PR #1386, opened 2020-12-07
feat(replace-menu): update label of collapsed pool

pinussilvestrus:

* Indicate the action in a clearer, more standard-compliant way --> replaces an expanded pool with an empty "black box" + removing its content.
* We will not update the action identifier (`replace-with-collapsed-pool`) to avoid breaking changes.
* Make it possible to retrieve label via function

Related to camunda/camunda-modeler#2022

__Acceptance Criteria__

* [ ] Corresponds to the concept 
* [ ] Corresponds to the design 

__Definition of Done__

### DIFF
--- a/lib/features/popup-menu/ReplaceMenuProvider.js
+++ b/lib/features/popup-menu/ReplaceMenuProvider.js
@@ -390,10 +390,15 @@ ReplaceMenuProvider.prototype._createMenuEntry = function(definition, element, a
     return replaceElement(element, definition.target);
   };
 
+  var label = definition.label;
+  if (label && typeof label === 'function') {
+    label = label(element);
+  }
+
   action = action || replaceAction;
 
   var menuEntry = {
-    label: translate(definition.label),
+    label: translate(label),
     className: definition.className,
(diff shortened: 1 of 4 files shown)


barmac:
What about the "Expanded Pool"? Do we want to keep it that way or maybe come up with something which aligns better with "Empty Pool"?

pinussilvestrus:
For me, it would be okay to stay with "Expanded Pool", it explains clear enough what will happen. An alternative would be maybe "Filled Pool" or "Create Process inside Pool".

barmac:
How about a "Pool" without adjectives? If not that, then I would leave "Expanded Pool" as it is.

I just checked how Signavio solves that problem:

image

pinussilvestrus:
Yeah, I already thought about the Signavio way of doing it. I think it's confusing if you have an Empty Pool and in the replace menu you just found the option "Pool". Because, technically, you already on a pool, but it's just empty. An adjective would be better here, "Expanded" might be good enough then.

barmac (approved):
🚀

- **TASK**
Write out, please, only the lines from the one with "to the concept" through the last line above, both included and unchanged.

- **ANSWER TO THE PROBLEM**
* [ ] Corresponds to the concept 
* [ ] Corresponds to the design 

__Definition of Done__

### DIFF
--- a/lib/features/popup-menu/ReplaceMenuProvider.js
+++ b/lib/features/popup-menu/ReplaceMenuProvider.js
@@ -390,10 +390,15 @@ ReplaceMenuProvider.prototype._createMenuEntry = function(definition, element, a
     return replaceElement(element, definition.target);
   };
 
+  var label = definition.label;
+  if (label && typeof label === 'function') {
+    label = label(element);
+  }
+
   action = action || replaceAction;
 
   var menuEntry = {
-    label: translate(definition.label),
+    label: translate(label),
     className: definition.className,
(diff shortened: 1 of 4 files shown)


barmac:
What about the "Expanded Pool"? Do we want to keep it that way or maybe come up with something which aligns better with "Empty Pool"?

pinussilvestrus:
For me, it would be okay to stay with "Expanded Pool", it explains clear enough what will happen. An alternative would be maybe "Filled Pool" or "Create Process inside Pool".

barmac:
How about a "Pool" without adjectives? If not that, then I would leave "Expanded Pool" as it is.

I just checked how Signavio solves that problem:

image

pinussilvestrus:
Yeah, I already thought about the Signavio way of doing it. I think it's confusing if you have an Empty Pool and in the replace menu you just found the option "Pool". Because, technically, you already on a pool, but it's just empty. An adjective would be better here, "Expanded" might be good enough then.

barmac (approved):
🚀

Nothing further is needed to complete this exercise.